Il male non appartiene, come potrebbe apparire, alla categoria della sostanza, non è un qualcosa di reale, per quanto invece appaia reale l’esistenza del male. Il male invece riguarda di più l’azione e della passione.

Il male non esiste senza il bene, perché il bene, che può essere sostanza o accidente, è il soggetto del male.  Il male, infatti, non può essere soggetto, perchè appartiene al non-essere, ed evidentemente il non-essere non può essere soggetto di niente. E dunque il soggetto del male è necessariamente un ente reale. 

Il male non è un accidente della sostanza, perché è privazione di essere, ma è un qualcosa di accidentale; il male esiste accidentalmente, non di per sé. Se nella situazione presente della nostra esistenza non riusciamo a togliere i mali che commettiamo o che ci affliggono, ciò non vuol dire che il male sia necessario o ineliminabile. Lo è di fatto, ma non per essenza o di diritto. Non è giusto, non è bene che esista il male. Il male non è amabile, ma è odioso. 

Il male è certamente connesso con la corruzione dell’ente, nella sua sostanza e nei suoi accidenti. Tuttavia questo fenomeno non è ancora formalmente il male. Si tratta di un processo fisico del tutto normale, che esprime l’ordine e la bellezza dell’universo. Perché ci sia il male in quanto percepito non basta la corruzione, ma occorre che l’agente e il paziente siano soggetti animati almeno da anima sensitiva.

Se poi per male intendiamo il male di colpa, non basta neppure il semplice animale, ma occorre l’agente spirituale, angelo o uomo, la cui azione è consapevole e responsabile. Per questo, non diciamo che il leone fa male ad uccidere la gazzella, anzi fa bene, perché obbedisce alla legge della sua condotta. Invece diciamo che fa male il marito ad uccidere la moglie, perchè va contro alla legge morale naturale.

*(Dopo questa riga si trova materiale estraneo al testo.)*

PR #72, opened 2022-08-29
Allow queries with semicolon in the end

slvrtrn:
Previously, something like `client.select({ query: 'SELECT * FROM system.numbers LIMIT 5;' })` would've failed because format was added after the trailing semi.

### DIFF
--- a/__tests__/integration/command.test.ts
+++ b/__tests__/integration/command.test.ts
@@ -83,6 +83,14 @@ describe('command', () => {
       expect(await numbers.text()).toEqual('0\n1\n2\n')
     })
 
+    it('should cut off the statements after the first semi', async () => {
+      const numbers = await client.command({
+        query: 'SELECT * FROM system.numbers LIMIT 3;asdf foobar',
+        format: 'CSV',
+      })
+      expect(await numbers.text()).toEqual('0\n1\n2\n')
+    })
+
     it('should allow commands without format but with trailing semi', async () => {
       const result = await client.command({
         query: 'EXISTS system.databases;',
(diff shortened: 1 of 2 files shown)


__tests__/integration/command.test.ts
```diff
@@ -66,6 +66,40 @@ describe('command', () => {
     )
   })
 
+  describe('trailing semi', () => {
+    it('should allow queries with trailing semi', async () => {
+      const numbers = await client.command({
+        query: 'SELECT * FROM system.numbers LIMIT 3;',
```
slvrtrn, line 72: since it is still a perfectly valid command, decided to just use SELECT here.

__tests__/integration/select.test.ts
```diff
@@ -109,9 +109,9 @@ describe('select', () => {
   })
 
   it('returns an error details provided by ClickHouse', async () => {
-    await expect(client.select({ query: ';' })).rejects.toEqual(
+    await expect(client.select({ query: 'foobar' })).rejects.toEqual(
```
slvrtrn, line 112: Interesting how this test was green before, cause the resulting query was `;\nFORMAT JSON`

image

src/client.ts
```diff
@@ -188,17 +187,27 @@ export function validateSelectQuery(query: string): void {
...
 function formatCommandQuery(query: string, format: DataFormat | false): string {
   query = query.trim()
   if (format !== false) {
+    query = removeSemi(query)
     return query + ' \nFORMAT ' + format
   }
   return query
 }
 
+function removeSemi(query: string) {
```
mshustov, line 203: It might trim some statements after `;`. 
ClickHouse client allows using `;` as a query separator in `insert`. see https://github.com/ClickHouse/ClickHouse/issues/12288 and https://github.com/ClickHouse/ClickHouse/pull/13192/

IMO it's okay if the client doesn't support this functionality since users are recommended to use `insert` API instead. Let's just add a test to show it's a known limitation.

Issue #55, opened 2022-08-19
Additional integration tests


slvrtrn:
# Happy path

Common
--
- [x] Can create several instances on a language client #75 
- [x] Clients can send parallel requests (DDL, select, insert stream, insert array) #75  

Configuration
--
- [x] Can connect to ClickHouse with the default configuration
- [x] Can create an HTTPS connection
- [x] Can specify default database name on creation #76 
- [x] Can configure ClickHouse settings for every client request #76 
- [x] Can provide a custom logger class on creation #76 
- [x] Language client does not mutate provided configuration #76 

Insert & Select
--
- [x] Can perform several parallel requests #77
- [x] Cancellation of one of the parallel requests does not cancel the others #77
- [x] A query resulting in a single row
- [x] A query resulting in a dataset of X rows
- [x] A dataset of several rows with all the language primitives #78 
- [x] A test suit for each supported ClickHouse Data Type (Enum, Map, UInt 256, etc.) #78 
- [x] A stream of text data (TSV or ndjson)
- [x] A test suit for Insert and Select for chosen [supported format](https://clickhouse.com/docs/en/interfaces/formats/) #83 
- [x] Insert and Select a DateTime as a number, string, or Date object in a timezone different from the server's one #82 
- [x] A result dataset containing `toDateTime` conversion to a time zone different from the client's one #82 
- [x] Can send a query with parameters
- [x] Can send a query with non-ASCII symbols #80 
- [x] Can send a query with parameters containing non-ASCII symbols #80 
- [x] Can send a query with parameters containing DateTime / Date #80 
- [x] Can send a query with enums in parameters #80 
- [x] A query with a response summary
- [x] A query with query-specific settings taking precedence over instance-specific settings
- [x] Accepts a compressed response
- [x] Sends a compressed request
- [x] Can send a multiline query
- [x] Can send a query with an inline comment
- [x] Can send a query with a multiline comment
- [x] Can send a query with a comment on a trailing line
- [x] Ignores unknown properties during `insert` https://github.com/ClickHouse/clickhouse-js/pull/83

Insert
--
- [x] A stream of text data (TSV, CSV)
- [x] A stream of data objects

Select
--
- [x] A query that results in an empty response #79
- [x] Sends a stream of data (TSV or ndjson)
- [x] A query with a response in [JSON format (with JSON default settings)](https://clickhouse.com/docs/en/interfaces/formats/#json-formats-settings) 
[...]

PR #75, opened 2022-09-01
Multiple client instances integration tests

slvrtrn:
#55 

Common
--
- [x] Can create several instances on a language client
- [x] Clients can send parallel requests (DDL, select, insert stream, insert array)

### DIFF
--- a/__tests__/integration/multiple_clients.test.ts
+++ b/__tests__/integration/multiple_clients.test.ts
@@ -1,0 +1,123 @@
+import type { ClickHouseClient } from '../../src'
+import { createSimpleTable } from './fixtures/simple_table'
+import { createTestClient, guid } from '../utils'
+import Stream from 'stream'
+
+const CLIENTS_COUNT = 5
+
+describe('multiple clients', () => {
+  const clients: ClickHouseClient[] = Array(CLIENTS_COUNT)
+
+  beforeEach(() => {
+    for (let i = 0; i < CLIENTS_COUNT; i++) {
+      clients[i] = createTestClient()
+    }
+  })
+
+  afterEach(async () => {
+    for (const c of clients) {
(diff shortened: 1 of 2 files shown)


__tests__/integration/multiple_clients.test.ts
```diff
@@ -0,0 +1,123 @@
...
+      clients.map((client, i) =>
+        client
+          .select({
+            query: `SELECT * FROM system.numbers LIMIT ${i + 1}`,
+            format: 'JSONEachRow',
+          })
+          .then(async (r) => {
+            results[i] = (await r.json<Res>())
+              .map((r) => +r.number)
+              .reduce((prev, cur) => prev + cur)
```
mshustov, line 36: Isn't asserting a result it received enough? What does `reduce` give us?

__tests__/integration/multiple_clients.test.ts
```diff
@@ -0,0 +1,123 @@
...
+    }
+  })
+
+  afterEach(async () => {
+    for (const c of clients) {
+      await c.close()
+    }
+  })
+
+  it('should send multiple parallel selects', async () => {
```
mshustov, line 23: we can add a test that if a request is aborted with `signal`, it doesn't affect other parallel requests

__tests__/integration/multiple_clients.test.ts
slvrtrn: just to have a single number as a result. It was handy when I tested it with 20 client instances causing result sets to become really lengthy.

__tests__/integration/multiple_clients.test.ts
slvrtrn: I will add this test in the scope of the "single client - multiple requests" test

PR #77, opened 2022-09-02
Simultaneous requests tests (single client)

slvrtrn:
#55 

Insert & Select
---
- [x] Non-streaming cases
- [x] Streaming cases
- [x] Abort one request while keeping others

### DIFF
--- a/__tests__/integration/abort_request.test.ts
+++ b/__tests__/integration/abort_request.test.ts
@@ -1,12 +1,9 @@
 import { AbortController } from 'node-abort-controller'
 import { type ClickHouseClient, type ResponseJSON } from '../../src'
-import {
-  createTable,
-  createTestClient,
-  guid,
-  makeObjectStream,
-  TestEnv,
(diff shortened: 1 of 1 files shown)


__tests__/integration/multiple_clients.test.ts
```diff
@@ -21,29 +21,20 @@ describe('multiple clients', () => {
...
-    type Res = Array<{ number: string }>
-    const results: Record<string, number> = {}
+    type Res = Array<{ sum: number }>
+    const results: number[] = []
     await Promise.all(
       clients.map((client, i) =>
         client
           .select({
-            query: `SELECT * FROM system.numbers LIMIT ${i + 1}`,
+            query: `SELECT toInt32(sum(*)) AS sum FROM numbers(0, ${i + 2});`,
```
slvrtrn, line 30: Simplified this one as a follow-up for #75 as it was indeed a bit complicated and we can perfectly do that on the database side.

PR #78, opened 2022-09-02
Test all common and complex data types (minus Nested)

slvrtrn:
#55 

Insert & Select
--
- [x] A dataset of several rows with all the language primitives
- [x] A test suit for each supported ClickHouse Data Type (Enum, Map, UInt 256, etc.)

`Nested` is skipped for the time being. 
`Decimal` does not work with the `JSON*` input format, not sure if it is intended or not.

### DIFF
--- a/__tests__/integration/data_types.test.ts
+++ b/__tests__/integration/data_types.test.ts
@@ -1,0 +1,488 @@
+import type { ClickHouseClient } from '../../src'
+import { createTable, createTestClient, guid, TestEnv } from '../utils'
+import { v4 } from 'uuid'
+import { randomInt } from 'crypto'
+import Stream from 'stream'
+
+describe('data types', () => {
+  let client: ClickHouseClient
+  beforeEach(() => {
+    client = createTestClient()
+  })
+  afterEach(async () => {
+    await client.close()
+  })
+
+  describe('primitives', () => {
+    it('should work with integer types', async () => {
+      const values = [
+        {
+          i1: 127,
+          i2: 32767,
+          i3: 2147483647,
+          i4: '9223372036854775807',
+          i5: '170141183460469231731687303715884105727',
+          i6: '57896044618658097711785492504343953926634992332820282019728792003956564819967',
+          u1: 255,
+          u2: 65535,
+          u3: 4294967295,
+          u4: '18446744073709551615',
+          u5: '340282366920938463463374607431768211455',
+          u6: '115792089237316195423570985008687907853269984665640564039457584007913129639935',
+        },
+        {
+          i1: -128,
+          i2: -32768,
+          i3: -2147483648,
+          i4: '-9223372036854775808',
+          i5: '-170141183460469231731687303715884105728',
+          i6: '-57896044618658097711785492504343953926634992332820282019728792003956564819968',
+          u1: 120,
+          u2: 1234,
+          u3: 51234,
+          u4: '421342',
+          u5: '15324355',
+          u6: '41345135123432',
+        },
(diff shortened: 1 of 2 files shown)


__tests__/integration/schema_types.test.ts
```diff
@@ -383,12 +383,6 @@ async function assertInsertAndSelect<S extends ch.Shape>(
   await table.insert({
     values: value,
   })
-  const result = await (
-    await table.select({
-      clickhouse_settings: {
-        s3_create_new_file_on_insert: 1,
```
slvrtrn, line 389: `¯\_(ツ)_/¯`

__tests__/integration/data_types.test.ts
```diff
@@ -0,0 +1,488 @@
...
+      {
+        'n.id': 43,
+        'n.name': 'bar',
+        'n.createdAt': '2000-01-12',
+        'n.roles': ['Admin'],
+      },
+    ])
+  })
+
+  // TODO should belong to fixtures as it is quite useful in other tests
```
slvrtrn, line 438: will move in the next one

__tests__/integration/data_types.test.ts
```diff
@@ -0,0 +1,488 @@
...
+  //  -     "n.name": "foo",
+  //  -     "n.roles": Array [
+  //  -       "User",
+  //  -     ],
+  //  +     "n.createdAt": Array [],
+  //  +     "n.id": Array [],
+  //  +     "n.name": Array [],
+  //  +     "n.roles": Array [],
+  //    },
+  it.skip('should work with nested', async () => {
```
slvrtrn, line 386: I genuinely have no idea how to insert and query it properly after spending some time on the test.
Neither nested objects like below nor fields like `n.id` worked out. Noticed an interesting thing though: to get field names like `n.id` to work, you need to manually escape it:

```
{
  '`n.id`': 42,
  '`n.name`': 'foo',
  '`n.createdAt`': '2001-04-23',
  '`n.roles`': ['User'],
}
```
as our HTTP interface does not like the identifiers with dots.

__tests__/integration/data_types.test.ts
```diff
@@ -0,0 +1,488 @@
...
+    // FIXME (?) does not work with JSON* insert formats, only raw streaming
+    //   as decimals are required to be passed as numbers
+    //   when using JSONEachRow (why?)
+    it('should work with decimals', async () => {
+      const stream = new Stream.Readable({
+        objectMode: false,
+        read() {
+          //
+        },
+      })
```
slvrtrn, line 105: Stream is required to bypass the `encode` function which only works with `JSON*` currently.
This is a very tricky case.

https://github.com/ClickHouse/clickhouse-js/blob/7e29e4f4c6b85923eec588e828fbb897bcfec41e/src/data_formatter/formatter.ts#L88-L99

__tests__/integration/data_types.test.ts
```diff
@@ -0,0 +1,488 @@
...
+      ]
+      const table = await createTableWithFields('ip1 IPv4, ip2 IPv6')
+      await insertAndAssert(table, values)
+    })
+
+    it('should work with ((very) nested) arrays', async () => {
+      // it's the largest reasonable nesting value (data is generated within 50 ms);
+      // 25 here can already tank the performance to ~500ms only to generate the data;
+      // 50 simply times out :)
+      const maxNestingLevel = 20
```
slvrtrn, line 234: I could not resist testing such an edge case (also for maps)

PR #80, opened 2022-09-03
Various parametrized queries tests, fix query params millis

slvrtrn:
#55

Insert & Select
--
- [x] Can send a query with non-ASCII symbols
- [x] Can send a query with parameters containing non-ASCII symbols
- [x] Can send a query with parameters containing DateTime / Date
- [x] Can send a query with enums in parameters

Command
--
- [x] Can send a query with parameters

### DIFF
--- a/__tests__/unit/format_query_params.test.ts
+++ b/__tests__/unit/format_query_params.test.ts
@@ -3,7 +3,18 @@ import { formatQueryParams } from '../../src/data_formatter'
 // JS always creates Date object in local timezone,
 // so we might need to convert the date to another timezone
 function convertDateToTimezone(date: Date, tz: string) {
-  return new Date(date.toLocaleString('en-US', { timeZone: tz }))
+  return new Date(
+    date.toLocaleString('en-US', {
+      timeZone: tz,
+      year: 'numeric',
+      month: 'numeric',
+      day: 'numeric',
+      hour: 'numeric',
+      minute: 'numeric',
+      second: 'numeric',
+      fractionalSecondDigits: 3, // print millis
+    })
+  )
 }
 
 describe('formatQueryParams', () => {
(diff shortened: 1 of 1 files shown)


__tests__/integration/select_query_binding.test.ts
```diff
@@ -128,4 +182,71 @@ describe('select with query binding', () => {
...
+      expect(response).toBe('2\n')
+    })
+
+    it('should accept numeric enums in a parametrized query', async () => {
+      enum MyEnum {
+        foo = 'foo',
+        bar = 'bar',
+      }
+      const rows = await client.select({
+        query: 'SELECT concat({str1: String},{str2: String})',
```
mshustov, line 226: Is it possible to declare an expected type as `Enum` instead of `String`?

src/data_formatter/format_query_params.ts
```diff
@@ -34,7 +48,9 @@ export function formatQueryParams(
     const time = `${withPadding(value.getHours())}:${withPadding(
       value.getMinutes()
     )}:${withPadding(value.getSeconds())}`
-    return `${date} ${time}`
+
+    const ms = formatMillis(value)
+    return `${date} ${time}${ms}`
```
mshustov, line 53: nit: It could be tested in a unit test

slvrtrn: not a nit, that's a good one! 👍

__tests__/integration/select_query_binding.test.ts
slvrtrn: let's see. Maybe we can do some cast shenanigans like in one of the other tests.

slvrtrn: Seems to be quite complicated. Let's skip this one.

PR #82, opened 2022-09-04
DateTime and various unhappy path tests

slvrtrn:
#55 

NB: I'd suggest we don't use `Date` as an available input type for object insertions for the time being because of this one:

https://github.com/ClickHouse/clickhouse-js/blob/139168126c023a647e73d835a85863bab6086916/src/data_formatter/formatter.ts#L95-L97

`JSON.stringify` formats it as 

```js
JSON.stringify(new Date())
'"2022-09-04T22:38:07.082Z"'
```

and ClickHouse does not like this format.

Regarding the "Provides details of a network error" test case: for now, `ECONNREFUSED` is covered when we query an unreachable endpoint, but we can try to simulate a disconnect in the middle of the execution as a follow-up

---

Insert & Select
--
- [x] Insert and Select a DateTime as a number, string, ~~or Date object~~ in a timezone different from the server's one
- [x] A result dataset containing `toDateTime` conversion to a time zone different from the client's one

Insert & select
--
- [x] Provides error details when sending a query with unknown setting/parameters
- [x] Provides details of a network error

Insert
--
- [x] Provides error details on an exception raised during Insert (a dataset with an invalid type)

### DIFF
--- a/__tests__/integration/date_time.test.ts
+++ b/__tests__/integration/date_time.test.ts
@@ -33,6 +33,28 @@ describe('DateTime', () => {
     })
   })
 
+  describe('Date32', () => {
+    it('should insert Date32 and get it back', async () => {
+      // currently, there is no way to insert a Date32 as a number via HTTP
+      // the conversion is not performed automatically like in VALUES clause
+      const table = await createTableWithFields(client, 'd Date32')
+      await client.insert({
+        table,
+        values: [{ d: '2022-09-05' }],
+        format: 'JSONEachRow',
+      })
+
+      expect(
+        await client
+          .select({
+            query: `SELECT * EXCEPT id FROM ${table}`,
+            format: 'JSONEachRow',
+          })
+          .then((r) => r.json())
+      ).toEqual([{ d: '2022-09-05' }])
+    })
+  })
+
   describe('DateTime', () => {
     it('should insert DateTime and get it back', async () => {
       const table = await createTableWithFields(client, 'd DateTime')
--- a/__tests__/integration/error_parsing.test.ts
+++ b/__tests__/integration/error_parsing.test.ts
@@ -83,9 +83,8 @@ describe('error', () => {
       })
     ).rejects.toEqual(
       expect.objectContaining({
+        message: 'connect ECONNREFUSED 127.0.0.1:1111',
         code: 'ECONNREFUSED',
-        address: '127.0.0.1',
-        port: 1111,
       })
     )
   })


__tests__/integration/data_types.test.ts
```diff
@@ -1,8 +1,9 @@
 import type { ClickHouseClient } from '../../src'
```
slvrtrn, line 1: For this file, that's just reformating (I removed unnecessary `describe` clause) + `createTableWithFields` is moved to fixtures now
Please ignore

__tests__/integration/error_parsing.test.ts
```diff
@@ -71,4 +71,22 @@ describe('error', () => {
...
+      host: 'http://localhost:1111',
+    })
+    await expect(
+      client.select({
+        query: 'SELECT * FROM system.numbers LIMIT 3',
+      })
+    ).rejects.toEqual(
+      expect.objectContaining({
+        code: 'ECONNREFUSED',
+        address: '127.0.0.1',
```
mshustov: That's not a standard `Error` interface. Maybe we should assert against well-known properties? `name`, `message`, maybe even `code` since ClickHouseError provides it.

__tests__/integration/select_query_binding.test.ts
```diff
@@ -248,5 +248,24 @@ describe('select with query binding', () => {
       const response = await rows.text()
       expect(response).toBe(`Enum8(\\'a\\' = 1, \\'b\\' = 2)\n`)
     })
+
+    it('should provide error details when sending a request with an unknown parameter', async () => {
+      await expect(
+        client.select({
+          query: `
+            SELECT * FROM system.numbers 
+            WHERE number > {min_limit: UInt64} LIMIT 3
```
mshustov, line 257: What happens if code provides an excessive parameter?

__tests__/integration/date_time.test.ts
```diff
@@ -0,0 +1,191 @@
...
+  })
+
+  describe('Date', () => {
+    it('should insert Date and get it back', async () => {
+      // currently, there is no way to insert a Date as a number via HTTP
+      // the conversion is not performed automatically like in VALUES clause
+      const table = await createTableWithFields(client, 'd Date')
+      await client.insert({
+        table,
+        values: [{ d: '2022-09-05' }],
```
mshustov, line 21: `Date` can be inserted as a number as well

__tests__/integration/date_time.test.ts
```diff
@@ -0,0 +1,191 @@
...
+describe('DateTime', () => {
+  let client: ClickHouseClient
+  beforeEach(() => {
+    client = createTestClient()
+  })
+  afterEach(async () => {
+    await client.close()
+  })
+
+  describe('Date', () => {
```
mshustov, line 14: Could you add a test for `Date32`?

__tests__/integration/date_time.test.ts
slvrtrn: Unfortunately, is not possible via HTTP at the moment.

__tests__/integration/select_query_binding.test.ts
slvrtrn: it's just ignored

La distruzione nell’ambito della natura e dell’universo fisico è un semplice fenomeno di trasformazione e di evoluzione della materia cosmica. Solo per metafora possiamo parlare della «morte» di una stella. La morte vera e propria è la perdita dell’anima e la stella non ha nessun’anima, a meno che non vogliamo tornare all’astronomia aristotelica o babilonese, che credeva che gli astri fossero degli dèi.

Il male non è logico, come credeva Hegel. Non è necessario il male perché ci sia il bene. Tutt’altro: solo il bene è la causa del bene, anche se è vero che è possibile trarre il bene dal male. Il male è contro la sana ragione. Non ha un motivo ragionevole, come il bene, ma sorge a causa di una ragione corrotta e malvagia.

Il male non è neppure un assurdo. Non è insensato; no, ha un senso, ha un significato intellegibile, se no, non potrebbe essere capito e vinto, perché possiamo vincere solo ciò di cui comprendiamo la causa togliendo la causa. Del male possiamo sapere che cosa è, da cosa è causato e come si toglie. Lo distinguiamo dal bene e lo opponiamo al bene. Ciò vuol dire che il male ha una sua identità ed è identificabile. E se è identificabile, può essere colpito e distrutto. Non si può infatti colpire un nemico che non si riesce ad identificare.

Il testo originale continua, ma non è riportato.